# WHAT TO WORK ON
Exactly as they appear, output all of the entries.

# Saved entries
PR #51, opened 2021-12-07
Build docker image for amd64, arm64, and arm

aphex3k:
This will enable usage of the docker image on raspberry pi and Apple M1 platform

image

See: https://hub.docker.com/r/aphex3k/boltz-lnd/tags

### DIFF
--- a/Makefile
+++ b/Makefile
@@ -96,6 +96,6 @@ changelog:
 
 docker:
 	@$(call print, "Building docker image")
-	docker build -t boltz/boltz-lnd:$(version) .
+	buildx build --platform linux/amd64 --platform linux/arm64 --platform linux/arm/v7 -t boltz/boltz-lnd:$(version) -t boltz/boltz-lnd:latest .
 
 .PHONY: build binaries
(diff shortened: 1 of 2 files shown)


Makefile
```diff
@@ -96,6 +96,6 @@ changelog:
 
 docker:
 	@$(call print, "Building docker image")
-	docker build -t boltz/boltz-lnd:$(version) .
+	docker buildx build --platform linux/amd64 --platform linux/arm64 --platform linux/arm/v7 -t boltz/boltz-lnd:$(version) -t boltz/boltz-lnd:latest .
```
michael1011, line 99: Which tags do you need for the docker image? Versions for the releases or `latest`?

michael1011 (commented):
Sorry for the inactivity. Thank you for the PR!

Just one little question

Makefile
aphex3k: Ideally you would have both tags. That would allow for pinning applications to a specific tagged version as well as "automatically" updating to the latest version available when using the `latest` tag.

As an example, look at the many tags provide by [node on dockerhub](https://hub.docker.com/_/node). While this is certainly overkill, it shows the benefits of providing multiple tags for each image.

michael1011:
Pushed the images!

PR #57, opened 2023-04-08
feat: allow setting claim transaction fee

michael1011:


armurbalda:
We should also communicate this to RTL once available in umbrel

Thompson1985 (approved):

PR #73, opened 2024-01-28
refactor: allow specifying multiple channel ids instead of one

jackstar12:
closes: #43


cln/cln.go
```diff
@@ -192,18 +193,18 @@ func (c *Cln) CreateInvoice(value int64, preimage []byte, expiry int64, memo str
...
 }
 
-func (c *Cln) PayInvoice(invoice string, feeLimit uint, timeoutSeconds uint, chanId lightning.ChanId) (*lightning.PayInvoiceResponse, error) {
+func (c *Cln) PayInvoice(invoice string, feeLimit uint, timeoutSeconds uint, chanIds []lightning.ChanId) (*lightning.PayInvoiceResponse, error) {
 	retry := uint32(timeoutSeconds)
 
 	var exclude []string
 
-	if chanId != 0 {
+	if len(chanIds) > 0 && chanIds[0] != 0 {
```
michael1011, line 201:
```suggestion
	if len(chanIds) > 0 {
```
Why do we still need this check?

lnd/lnd.go
```diff
@@ -282,28 +282,23 @@ func (lnd *LND) GetChannelInfo(chanId uint64) (*lnrpc.ChannelEdge, error) {
...
+func (lnd *LND) PayInvoice(invoice string, feeLimit uint, timeoutSeconds uint, chanIds []lightning.ChanId) (*lightning.PayInvoiceResponse, error) {
+	var outgoungIds []uint64
+	for _, chanId := range chanIds {
+		if chanId != 0 {
+			outgoungIds = append(outgoungIds, uint64(chanId))
 		}
-	*/
+	}
+
+	fmt.Println(outgoungIds)
```
michael1011, line 293: Rm

lnd/lnd.go
```diff
@@ -282,28 +282,23 @@ func (lnd *LND) GetChannelInfo(chanId uint64) (*lnrpc.ChannelEdge, error) {
...
 
 	client, err := lnd.router.SendPaymentV2(lnd.ctx, &routerrpc.SendPaymentRequest{
 		PaymentRequest:    invoice,
 		TimeoutSeconds:    int32(timeoutSeconds),
 		FeeLimitSat:       int64(feeLimit),
 		NoInflightUpdates: true,
 		// TODO: this is not working right now
```
michael1011, line 300: This you manage to reliable reproduce the flakiness?

michael1011 (changes requested):

cln/cln.go
jackstar12: Autoswap recommendations include a channel id, which is passed to the create swap call, but the zero value means no channel. I guess that check could be put somewhere else

lnd/lnd.go
jackstar12: In regtest:
```bash
clnId=$(lightning-cli-sim 1 getinfo | jq -r  .id)
chanId=$(lncli-sim 1 listchannels --peer $clnId | jq -r  ".channels.[].chan_id")
./boltzcli createreverseswap --chan-id $chanId  100000
```

jackstar12: its a regtest issue, works in testnet

michael1011 (approved):
utACK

# TASK OUTPUT
PR #51, opened 2021-12-07
Build docker image for amd64, arm64, and arm

aphex3k:
This will enable usage of the docker image on raspberry pi and Apple M1 platform

image

See: https://hub.docker.com/r/aphex3k/boltz-lnd/tags

### DIFF
--- a/Makefile
+++ b/Makefile
@@ -96,6 +96,6 @@ changelog:
 
 docker:
 	@$(call print, "Building docker image")
-	docker build -t boltz/boltz-lnd:$(version) .
+	buildx build --platform linux/amd64 --platform linux/arm64 --platform linux/arm/v7 -t boltz/boltz-lnd:$(version) -t boltz/boltz-lnd:latest .
 
 .PHONY: build binaries
(diff shortened: 1 of 2 files shown)


Makefile
```diff
@@ -96,6 +96,6 @@ changelog:
 
 docker:
 	@$(call print, "Building docker image")
-	docker build -t boltz/boltz-lnd:$(version) .
+	docker buildx build --platform linux/amd64 --platform linux/arm64 --platform linux/arm/v7 -t boltz/boltz-lnd:$(version) -t boltz/boltz-lnd:latest .
```
michael1011, line 99: Which tags do you need for the docker image? Versions for the releases or `latest`?

michael1011 (commented):
Sorry for the inactivity. Thank you for the PR!

Just one little question

Makefile
aphex3k: Ideally you would have both tags. That would allow for pinning applications to a specific tagged version as well as "automatically" updating to the latest version available when using the `latest` tag.

As an example, look at the many tags provide by [node on dockerhub](https://hub.docker.com/_/node). While this is certainly overkill, it shows the benefits of providing multiple tags for each image.

michael1011:
Pushed the images!

PR #57, opened 2023-04-08
feat: allow setting claim transaction fee

michael1011:


armurbalda:
We should also communicate this to RTL once available in umbrel

Thompson1985 (approved):

PR #73, opened 2024-01-28
refactor: allow specifying multiple channel ids instead of one

jackstar12:
closes: #43


cln/cln.go
```diff
@@ -192,18 +193,18 @@ func (c *Cln) CreateInvoice(value int64, preimage []byte, expiry int64, memo str
...
 }
 
-func (c *Cln) PayInvoice(invoice string, feeLimit uint, timeoutSeconds uint, chanId lightning.ChanId) (*lightning.PayInvoiceResponse, error) {
+func (c *Cln) PayInvoice(invoice string, feeLimit uint, timeoutSeconds uint, chanIds []lightning.ChanId) (*lightning.PayInvoiceResponse, error) {
 	retry := uint32(timeoutSeconds)
 
 	var exclude []string
 
-	if chanId != 0 {
+	if len(chanIds) > 0 && chanIds[0] != 0 {
```
michael1011, line 201:
```suggestion
	if len(chanIds) > 0 {
```
Why do we still need this check?

lnd/lnd.go
```diff
@@ -282,28 +282,23 @@ func (lnd *LND) GetChannelInfo(chanId uint64) (*lnrpc.ChannelEdge, error) {
...
+func (lnd *LND) PayInvoice(invoice string, feeLimit uint, timeoutSeconds uint, chanIds []lightning.ChanId) (*lightning.PayInvoiceResponse, error) {
+	var outgoungIds []uint64
+	for _, chanId := range chanIds {
+		if chanId != 0 {
+			outgoungIds = append(outgoungIds, uint64(chanId))
 		}
-	*/
+	}
+
+	fmt.Println(outgoungIds)
```
michael1011, line 293: Rm

lnd/lnd.go
```diff
@@ -282,28 +282,23 @@ func (lnd *LND) GetChannelInfo(chanId uint64) (*lnrpc.ChannelEdge, error) {
...
 
 	client, err := lnd.router.SendPaymentV2(lnd.ctx, &routerrpc.SendPaymentRequest{
 		PaymentRequest:    invoice,
 		TimeoutSeconds:    int32(timeoutSeconds),
 		FeeLimitSat:       int64(feeLimit),
 		NoInflightUpdates: true,
 		// TODO: this is not working right now
```
michael1011, line 300: This you manage to reliable reproduce the flakiness?

michael1011 (changes requested):

cln/cln.go
jackstar12: Autoswap recommendations include a channel id, which is passed to the create swap call, but the zero value means no channel. I guess that check could be put somewhere else

lnd/lnd.go
jackstar12: In regtest:
```bash
clnId=$(lightning-cli-sim 1 getinfo | jq -r  .id)
chanId=$(lncli-sim 1 listchannels --peer $clnId | jq -r  ".channels.[].chan_id")
./boltzcli createreverseswap --chan-id $chanId  100000
```

jackstar12: its a regtest issue, works in testnet

michael1011 (approved):
utACK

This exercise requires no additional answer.